**** Source information ****

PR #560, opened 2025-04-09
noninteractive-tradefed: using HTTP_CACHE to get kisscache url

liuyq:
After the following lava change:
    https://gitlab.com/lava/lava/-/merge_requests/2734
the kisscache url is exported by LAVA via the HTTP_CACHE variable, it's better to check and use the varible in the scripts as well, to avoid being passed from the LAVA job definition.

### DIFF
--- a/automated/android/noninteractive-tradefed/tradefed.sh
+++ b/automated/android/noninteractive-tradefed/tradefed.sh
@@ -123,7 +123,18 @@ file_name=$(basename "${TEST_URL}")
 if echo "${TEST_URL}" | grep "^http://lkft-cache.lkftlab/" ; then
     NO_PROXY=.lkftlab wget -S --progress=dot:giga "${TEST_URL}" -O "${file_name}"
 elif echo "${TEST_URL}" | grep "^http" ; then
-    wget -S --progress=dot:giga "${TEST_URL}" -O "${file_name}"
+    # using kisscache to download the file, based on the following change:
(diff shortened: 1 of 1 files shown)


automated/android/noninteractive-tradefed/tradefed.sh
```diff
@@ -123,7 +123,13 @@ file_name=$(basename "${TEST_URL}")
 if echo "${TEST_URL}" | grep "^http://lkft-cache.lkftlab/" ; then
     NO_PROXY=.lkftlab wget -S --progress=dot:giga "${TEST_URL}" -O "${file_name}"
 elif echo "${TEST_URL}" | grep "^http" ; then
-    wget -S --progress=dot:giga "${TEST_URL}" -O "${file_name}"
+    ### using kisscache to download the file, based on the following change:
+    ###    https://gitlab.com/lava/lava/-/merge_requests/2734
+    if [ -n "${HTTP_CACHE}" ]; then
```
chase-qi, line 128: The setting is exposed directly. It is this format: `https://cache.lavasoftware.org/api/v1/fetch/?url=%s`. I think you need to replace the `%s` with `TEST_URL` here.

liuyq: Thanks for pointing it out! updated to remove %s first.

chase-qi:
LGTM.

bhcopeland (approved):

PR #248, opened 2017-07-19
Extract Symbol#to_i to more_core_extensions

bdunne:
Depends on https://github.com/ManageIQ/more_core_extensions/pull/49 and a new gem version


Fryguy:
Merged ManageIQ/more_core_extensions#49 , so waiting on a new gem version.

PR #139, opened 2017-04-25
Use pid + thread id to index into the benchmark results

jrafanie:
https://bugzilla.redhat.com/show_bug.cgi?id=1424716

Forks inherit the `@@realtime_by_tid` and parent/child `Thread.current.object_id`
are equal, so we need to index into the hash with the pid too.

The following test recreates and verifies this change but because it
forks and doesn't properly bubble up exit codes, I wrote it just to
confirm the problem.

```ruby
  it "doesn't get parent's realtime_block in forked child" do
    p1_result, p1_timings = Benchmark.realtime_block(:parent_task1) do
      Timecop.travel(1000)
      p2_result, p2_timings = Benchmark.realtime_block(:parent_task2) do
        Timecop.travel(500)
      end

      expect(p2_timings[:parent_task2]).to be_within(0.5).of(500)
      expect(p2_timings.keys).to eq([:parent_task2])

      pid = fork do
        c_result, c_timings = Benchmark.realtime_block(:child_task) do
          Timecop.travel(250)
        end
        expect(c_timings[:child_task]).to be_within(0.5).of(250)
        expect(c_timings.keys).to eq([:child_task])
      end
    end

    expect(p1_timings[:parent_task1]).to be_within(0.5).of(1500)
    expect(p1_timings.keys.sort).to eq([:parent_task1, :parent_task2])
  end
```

****
**** Source information ****

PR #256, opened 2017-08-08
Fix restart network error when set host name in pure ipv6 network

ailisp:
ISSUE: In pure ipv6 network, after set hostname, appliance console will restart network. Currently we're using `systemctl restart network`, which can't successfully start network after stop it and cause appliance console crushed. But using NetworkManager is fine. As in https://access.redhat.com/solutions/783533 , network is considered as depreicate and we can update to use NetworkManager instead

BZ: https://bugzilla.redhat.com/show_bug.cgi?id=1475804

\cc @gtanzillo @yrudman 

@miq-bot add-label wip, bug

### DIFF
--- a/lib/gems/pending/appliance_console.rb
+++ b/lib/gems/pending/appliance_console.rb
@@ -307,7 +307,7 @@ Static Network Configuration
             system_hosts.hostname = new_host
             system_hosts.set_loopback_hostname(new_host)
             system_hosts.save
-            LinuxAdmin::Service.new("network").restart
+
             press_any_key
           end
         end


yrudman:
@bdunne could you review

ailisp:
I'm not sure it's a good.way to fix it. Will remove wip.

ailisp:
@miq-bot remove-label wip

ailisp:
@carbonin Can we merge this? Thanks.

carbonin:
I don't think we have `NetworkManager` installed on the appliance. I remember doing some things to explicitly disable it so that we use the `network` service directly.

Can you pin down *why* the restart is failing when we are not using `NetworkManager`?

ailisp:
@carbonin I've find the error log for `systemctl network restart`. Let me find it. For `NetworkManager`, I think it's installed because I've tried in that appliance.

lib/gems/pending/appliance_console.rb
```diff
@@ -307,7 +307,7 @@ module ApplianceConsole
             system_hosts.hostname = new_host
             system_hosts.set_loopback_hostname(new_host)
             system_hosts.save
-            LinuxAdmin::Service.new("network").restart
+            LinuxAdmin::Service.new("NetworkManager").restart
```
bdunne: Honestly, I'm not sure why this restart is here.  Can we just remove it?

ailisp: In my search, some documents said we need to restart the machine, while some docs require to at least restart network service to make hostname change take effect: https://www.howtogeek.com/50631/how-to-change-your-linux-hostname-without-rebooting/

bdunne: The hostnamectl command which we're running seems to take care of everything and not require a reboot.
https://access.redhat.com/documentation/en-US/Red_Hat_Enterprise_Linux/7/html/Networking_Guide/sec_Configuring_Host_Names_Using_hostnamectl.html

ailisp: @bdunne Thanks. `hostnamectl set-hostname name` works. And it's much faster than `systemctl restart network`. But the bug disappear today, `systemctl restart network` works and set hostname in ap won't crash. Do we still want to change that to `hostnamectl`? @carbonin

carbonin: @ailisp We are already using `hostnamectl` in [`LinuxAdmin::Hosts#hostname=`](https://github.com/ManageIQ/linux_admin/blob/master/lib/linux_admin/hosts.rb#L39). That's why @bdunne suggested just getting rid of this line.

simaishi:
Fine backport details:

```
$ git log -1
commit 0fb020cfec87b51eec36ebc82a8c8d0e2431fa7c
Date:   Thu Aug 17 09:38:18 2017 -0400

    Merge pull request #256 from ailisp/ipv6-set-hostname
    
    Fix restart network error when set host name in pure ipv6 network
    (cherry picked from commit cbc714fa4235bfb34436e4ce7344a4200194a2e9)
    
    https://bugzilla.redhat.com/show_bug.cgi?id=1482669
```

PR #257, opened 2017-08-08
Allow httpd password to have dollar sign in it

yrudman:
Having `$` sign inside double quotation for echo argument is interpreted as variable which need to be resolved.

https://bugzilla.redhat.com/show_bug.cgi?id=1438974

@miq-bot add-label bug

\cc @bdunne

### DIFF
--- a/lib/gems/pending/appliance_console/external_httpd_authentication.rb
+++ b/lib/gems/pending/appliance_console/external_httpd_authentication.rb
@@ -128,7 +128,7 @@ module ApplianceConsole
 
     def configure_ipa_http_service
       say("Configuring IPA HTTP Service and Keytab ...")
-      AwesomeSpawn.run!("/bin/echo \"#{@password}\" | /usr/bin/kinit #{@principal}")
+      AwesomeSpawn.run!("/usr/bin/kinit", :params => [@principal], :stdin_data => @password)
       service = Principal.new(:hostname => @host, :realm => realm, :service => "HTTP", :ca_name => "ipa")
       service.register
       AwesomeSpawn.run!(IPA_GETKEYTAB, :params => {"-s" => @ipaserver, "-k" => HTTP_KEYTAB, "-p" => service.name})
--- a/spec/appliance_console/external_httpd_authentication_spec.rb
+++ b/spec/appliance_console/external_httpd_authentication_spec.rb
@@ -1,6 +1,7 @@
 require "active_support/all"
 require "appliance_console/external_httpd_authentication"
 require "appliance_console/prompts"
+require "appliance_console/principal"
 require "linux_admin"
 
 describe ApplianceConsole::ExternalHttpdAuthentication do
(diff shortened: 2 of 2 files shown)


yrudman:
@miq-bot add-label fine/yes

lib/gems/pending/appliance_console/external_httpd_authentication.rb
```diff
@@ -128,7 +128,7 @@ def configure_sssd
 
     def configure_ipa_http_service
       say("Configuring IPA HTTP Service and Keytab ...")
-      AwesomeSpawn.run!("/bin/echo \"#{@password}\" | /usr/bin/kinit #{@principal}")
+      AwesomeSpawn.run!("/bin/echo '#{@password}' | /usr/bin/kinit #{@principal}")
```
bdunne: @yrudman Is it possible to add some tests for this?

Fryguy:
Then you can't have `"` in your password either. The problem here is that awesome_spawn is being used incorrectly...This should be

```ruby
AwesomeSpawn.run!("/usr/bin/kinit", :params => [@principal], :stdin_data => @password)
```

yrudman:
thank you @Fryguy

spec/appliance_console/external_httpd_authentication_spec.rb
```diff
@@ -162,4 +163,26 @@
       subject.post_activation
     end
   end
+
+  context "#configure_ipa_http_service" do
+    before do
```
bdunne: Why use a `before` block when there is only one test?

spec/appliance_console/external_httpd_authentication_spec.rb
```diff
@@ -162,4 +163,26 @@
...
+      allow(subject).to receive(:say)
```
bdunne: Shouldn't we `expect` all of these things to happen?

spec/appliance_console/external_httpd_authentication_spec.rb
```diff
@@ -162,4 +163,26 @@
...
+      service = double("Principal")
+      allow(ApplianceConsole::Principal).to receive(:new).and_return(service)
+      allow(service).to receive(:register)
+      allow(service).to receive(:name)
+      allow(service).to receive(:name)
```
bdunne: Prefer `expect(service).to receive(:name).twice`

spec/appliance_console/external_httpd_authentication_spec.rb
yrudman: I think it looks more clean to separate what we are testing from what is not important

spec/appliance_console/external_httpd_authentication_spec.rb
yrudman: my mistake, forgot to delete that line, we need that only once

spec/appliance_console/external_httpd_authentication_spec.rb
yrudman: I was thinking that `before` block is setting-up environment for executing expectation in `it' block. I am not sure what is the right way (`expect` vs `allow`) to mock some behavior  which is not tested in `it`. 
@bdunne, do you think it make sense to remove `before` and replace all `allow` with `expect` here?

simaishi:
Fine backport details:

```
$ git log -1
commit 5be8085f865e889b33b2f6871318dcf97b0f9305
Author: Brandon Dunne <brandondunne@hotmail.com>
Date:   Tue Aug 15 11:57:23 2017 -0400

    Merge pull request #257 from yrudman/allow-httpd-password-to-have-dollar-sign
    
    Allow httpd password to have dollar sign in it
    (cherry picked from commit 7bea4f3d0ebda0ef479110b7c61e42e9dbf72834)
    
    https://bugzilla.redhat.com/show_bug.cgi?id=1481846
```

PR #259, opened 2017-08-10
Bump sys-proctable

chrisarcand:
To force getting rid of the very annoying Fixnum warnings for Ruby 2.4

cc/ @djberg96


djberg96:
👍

****
**** Source information ****

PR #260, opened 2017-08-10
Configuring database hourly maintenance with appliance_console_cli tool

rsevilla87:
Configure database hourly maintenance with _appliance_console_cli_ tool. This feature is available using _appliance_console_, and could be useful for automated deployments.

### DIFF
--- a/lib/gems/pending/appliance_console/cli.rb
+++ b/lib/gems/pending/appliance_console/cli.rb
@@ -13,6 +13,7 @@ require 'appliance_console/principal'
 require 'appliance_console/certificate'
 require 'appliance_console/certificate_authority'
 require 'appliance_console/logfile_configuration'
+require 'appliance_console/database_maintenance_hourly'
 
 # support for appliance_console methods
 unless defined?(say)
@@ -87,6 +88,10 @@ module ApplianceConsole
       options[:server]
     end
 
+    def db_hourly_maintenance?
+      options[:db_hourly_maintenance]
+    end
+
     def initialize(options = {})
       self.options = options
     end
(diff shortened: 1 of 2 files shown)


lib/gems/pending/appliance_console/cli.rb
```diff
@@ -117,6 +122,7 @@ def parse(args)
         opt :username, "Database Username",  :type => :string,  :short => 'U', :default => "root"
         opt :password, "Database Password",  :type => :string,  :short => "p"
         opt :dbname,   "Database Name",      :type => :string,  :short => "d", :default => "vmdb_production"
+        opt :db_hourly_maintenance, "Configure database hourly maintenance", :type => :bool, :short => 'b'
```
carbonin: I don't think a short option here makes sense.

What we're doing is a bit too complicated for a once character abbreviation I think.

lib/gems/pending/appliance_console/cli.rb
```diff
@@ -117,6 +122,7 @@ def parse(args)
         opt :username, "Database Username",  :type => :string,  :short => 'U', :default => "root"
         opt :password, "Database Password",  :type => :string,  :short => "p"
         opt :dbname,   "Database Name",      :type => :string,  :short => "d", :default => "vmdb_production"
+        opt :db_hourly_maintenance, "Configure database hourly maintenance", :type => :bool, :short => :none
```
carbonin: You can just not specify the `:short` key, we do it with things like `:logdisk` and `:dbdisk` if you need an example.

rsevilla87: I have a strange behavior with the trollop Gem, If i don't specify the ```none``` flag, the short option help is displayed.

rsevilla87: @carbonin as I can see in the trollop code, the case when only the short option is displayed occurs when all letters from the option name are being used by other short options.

****

What is being asked :: Search the records for the word "only", then list every line that has it.

Response box ::
bdunne: Why use a `before` block when there is only one test?
yrudman: my mistake, forgot to delete that line, we need that only once
rsevilla87: @carbonin as I can see in the trollop code, the case when only the short option is displayed occurs when all letters from the option name are being used by other short options.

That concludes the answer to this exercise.